Dancing with the Survivors celebrates women who have defeated cancer

- "It was scary people don't really don't understand what comes into your mind when you are diagnosed," said Sara Erzen. 

Sara Erzen remembers that devastating phone call, finding a lump on her own led to a diagnoses of stage 3 breast cancer. She was 21 weeks pregnant at the time.

"It's hard because it's a time where you have to keep it together for your family," she said. "But there are those moments in the shower there are those moments behind closed doors where your game face comes off."

Not only do women like Sara fight for their health, but there is the cost of cancer that can be just as challenging.

Stephanie McKire, who was diagnosed with breast cancer at 52, was forced to go on disability and could barely make ends meet.

"Can't take care of our family, can't buy enough groceries," she said. "(It's) hard to deal with where your meals come from, when you are in treatment."

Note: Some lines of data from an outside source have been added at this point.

PR #4472, opened 2018-08-22
issue: Duplicate Page Requests

JediKev:
This addresses an issue where clicking Open, Post Reply, etc. more than once whilst creating/responding to a ticket will generate duplicate requests. This causes duplicate responses to be sent out or duplicate tickets being created. This adds jQuery, on both Agent and User side, to disable the submit buttons when the "Loading" popup appears so you cannot click the button more than once.

### DIFF
--- a/js/osticket.js
+++ b/js/osticket.js
@@ -45,6 +45,9 @@ $(document).ready(function(){
 
     $('form').submit(function() {
         $(window).unbind('beforeunload');
+        // Disable client-side Post Reply/Create Ticket buttons to help
+        // prevent duplicate POST
+        $(':submit', $(this)).attr('disabled', true);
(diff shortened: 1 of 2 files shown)


js/osticket.js
```diff
@@ -45,6 +45,7 @@ $(document).ready(function(){
 
     $('form').submit(function() {
         $(window).unbind('beforeunload');
+        $('input[type="submit"]').attr('disabled', true);
```
protich: Limit the scope of selector to the form.
```js
$('input[type="submit"]', $(this)).attr('disabled', true);
```

JediKev:
@protich Updated.

protich:
I disagree with the fixes... let's talk when you have a second.

Issue #4470, opened 2018-08-22
Disabled list shown in portal


nathaelr:
### Description

Unabled form fields shown in customer portal.
If your unselect some form fields in a help topic, they won't appear when a customer select this category in the portal. However, if they don't complete the form (forget a required field), all the fields (even unselected fields) are showed when page reloads

### Steps to Reproduce
I've reproduced the problem in a fresh install.

1. Create two custom lists
2. Add them to the "ticket details" form as required fields
3. Modify one existing help topic. Unselect one list you just added.
4. Go to portal. Create a ticket of the topic you just modified. 
5. Don't fill a required field.
Result: the unselected list (in help topic) is shown

### Versions
osTicket Version | v1.10.4 (035fd0a)
Web Server Software | Microsoft-IIS/10.0
MySQL Version | 5.7.23
PHP Version | 5.6.31

I think its pretty serious as it can block a customer. If you created many custom fields, they will all be shown and customer won't understand what's happening. It may need a bugfix.

JediKev:
@nathaelr 

Try this and let me know:
https://github.com/osTicket/osTicket/pull/4476

Cheers.

PR #4476, opened 2018-08-23
forms: Disabled By Help Topic Users

JediKev:
This addresses issue #4470 where Users creating tickets via Client Portal and failing to fill out a required field makes disabled fields by Help Topic appear on the page. When the disabled fields appear they allow Users to populate and save data that they were not meant to submit.


nathaelr:
Tested, it solved the original issue #4470

PR #725, opened 2024-10-25
Fix wrong inputs/model placement when using a single core

JingyaHuang:
# What does this PR do?

It's a recent find that I did not experience before. Previously, when only a single neuron core was used, input tensors were allocated to the same core that the model has been loaded with `torch.jit.load`. But it seems that now the input tensors are always allocated to nc:0, whereas the model is loaded to a core with lower usage, so we could bump into unexpected flaky situations where they are in different cores... 

```
2024-Oct-25 15:40:20.728276 13974:13974 ERROR  NMGR:dlr_check_tensor_set_on_same_vtpb_v2    Tensor input249 allocated on vnc 0 must be allocated on same vnc as model (1)
```

## Before submitting

### DIFF
--- a/optimum/neuron/modeling_traced.py
+++ b/optimum/neuron/modeling_traced.py
@@ -53,6 +53,7 @@ if is_neuron_available():
     NEURON_COMPILER_VERSION = get_neuroncc_version()
 
 if is_neuronx_available():
+    import torch_neuronx
     from torch_neuronx import move_trace_to_device
 
     NEURON_COMPILER_TYPE = "neuronx-cc"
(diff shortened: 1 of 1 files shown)


optimum/neuron/modeling_traced.py
```diff
@@ -127,8 +128,12 @@ def load_model(
         if path.is_file():
             model = torch.jit.load(path)
             # For non-inlined models, send the module manually to device. This is important for weights/neff non-inlined module since when loading the module, the neff is automatically moved to Neuron but not the weights. We need to move the weights to Neuron as well manually to avoid great host to device IO penalty.
-            if is_neuronx_available() and to_neuron:
-                move_trace_to_device(model, device_id)
+            if is_neuronx_available():
+                torch_neuronx.experimental.set_neuron_cores(
+                    model, start_nc=0, nc_count=1
```
dacorvo, line 133: What happens if the model has tp_degree > 1 ?

PR #729, opened 2024-10-29
Add HF_TRANSFER to AMI 

philschmid:
# What does this PR do?

Adds HF_TRANSFER to AMI by default for faster model loading.


dacorvo (approved):
LGTM, thanks !

PR #737, opened 2024-11-17
Added num_cores argument to neuron

gaarutyunov:
# What does this PR do?

Added num_cores argument to optimum-cli export neuron

Fixes # (issue)

Was getting AttributeError: 'Namespace' object has no attribute 'num_cores' on optimum-cli export neuron

## Before submitting

### DIFF
--- a/optimum/commands/export/neuron.py
+++ b/optimum/commands/export/neuron.py
@@ -60,6 +60,12 @@ def parse_args_neuron(parser: "ArgumentParser"):
         default=None,
         help="If specified, the absolute difference tolerance when validating the model. Otherwise, the default atol for the model will be used.",
     )
+    optional_group.add_argument(
+        "--num_cores",
+        type=int,
+        default=1,
+        help="Number of neuron cores used when instantiating the model. Each neuron core has 16 Gb of memory, which means that bigger models need to be split on multiple cores.",
+    )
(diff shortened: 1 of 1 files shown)


dacorvo (commented):
This parameter is not supported for neuron, only for neuronx.

gaarutyunov:
> This parameter is not supported for neuron, only for neuronx.

It is used [here](https://github.com/gaarutyunov/optimum-neuron/blob/main/optimum/exporters/neuron/__main__.py#L709) and results in an AttributeError I've mentioned in the issue.

Should I stick to export neuronx? Is export neuron still supported?

gaarutyunov:
It is also mentioned in the docs [here](https://huggingface.co/docs/optimum-neuron/en/guides/export_model) in the section Exporting LLMs to Neuron.

dacorvo:
@gaarutyunov I agree this is confuzing but really this all applies to neuronx export, even if the name is neuron.

JingyaHuang:
Hi @gaarutyunov, are you using inf1 instances? The export of LLMs is not supported by inferentia 1, you might want to use inferentia 2 instances as an alternative.

gaarutyunov:
> Hi @gaarutyunov, are you using inf1 instances? The export of LLMs is not supported by inferentia 1, you might want to use inferentia 2 instances as an alternative. 

Ok, thank you for clarifying this, it wasn't clear from the documentation. I will try inf2.

Issue #738, opened 2024-11-18
[Diffusers] Regression of CPU memory usage


JingyaHuang:
### Issue

We were able to run SDXL artifacts compiled with inf2.8xlarge on inf2.xLarge (as stated in the [blog](https://www.philschmid.de/inferentia2-stable-diffusion-xl)). However, we recently found that SDXL's CPU memory usage increased, leading to OOM during the inference on inf2.xlarge. In this issue, we will note down some experiment results to trace where the regression was introduced.

### Tasks

- [ ] Latest Optimum Neuron (0.0.26) on Neuron SDK 2.15.0
- [ ] Other Neuron SDK versions
- [ ] Pytorch version 1.13.1 v.s 2.1? 

### Reproduction (minimal, reproducible, runnable)

```bash
optimum-cli export neuron --model stabilityai/stable-diffusion-xl-base-1.0  --batch_size 1 --height 1024 --width 1024 --num_images_per_prompt 4 --auto_cast matmul --auto_cast_type bf16 sd_neuron_xl/
```

### Expected behavior

Being able to fit into inf2.xlarge after being compiled with inf2.8xlarge.

JingyaHuang:
Experiment 2: Neuron sdk 2.16.1 + Optimum Neuron 0.0.18

* Compiled artifacts
* Inference failed with

JingyaHuang:
Experiment 2: Neuron sdk 2.16.1 + Optimum Neuron 0.0.13

* Compiled artifacts: https://huggingface.co/Jingya/sdxl_on_0.0.13_neuron_2.16.1/tree/main
* Inference: succeeded
 -> the regression was introduced between Optimum Neuron 0.0.13 - 0.0.18

JingyaHuang:
Optimum Neuron v0.0.14 + Neuron SDK 2.16.1 ✔️

JingyaHuang:
Optimum Neuron v0.0.15 + Neuron SDK 2.16.1 👎 

[Jingya/sd_neuron_xl_2.16.1_0.0.15](https://huggingface.co/Jingya/sd_neuron_xl_2.16.1_0.0.15)

```
Loading only U-Net into both Neuron Cores...
Killed
```

The regression shall has been introduced between v0.0.14 -> v0.0.15

JingyaHuang:
[...]

PR #742, opened 2024-11-25
Emphasize the order of loading models in diffusion pipelines

JingyaHuang:
# What does this PR do?

as explained in #738


dacorvo (approved):
LGTM, thanks. I think the failing tests are related to the cache bug in 2.20.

No one knows that better than Molly MacDonald. The mother of five was diagnosed after a financially draining divorce and during a job transition. Any money she had, went to pay the health insurance bill. She found herself in line at the food pantry.

"I met a lot of working women in treatment with similar financial problems," said MacDonald, the founder and CEO of the Pink Fund. "The social worker couldn't come up with a solution to the problems. I decided when I couldn't get help, it was for me to give help. And by this November we will have paid out more than $3 million in non-medical bills, patients housing and insurance."

MacDonald is the founder of The Pink Fund, which provides financial support to women and their families during breast cancer treatment. One of their largest fundraisers - the 'Dancing with the Survivors' event, is on October 5th.

"We wanted to share that story. We wanted to share it in a way that women could experience becoming a woman again," she said. "After cancer, you have lost your breasts, sometimes you have lost your hair, and you sometimes feel like you lost your femininity but the dance floor is a very good place to let it come out."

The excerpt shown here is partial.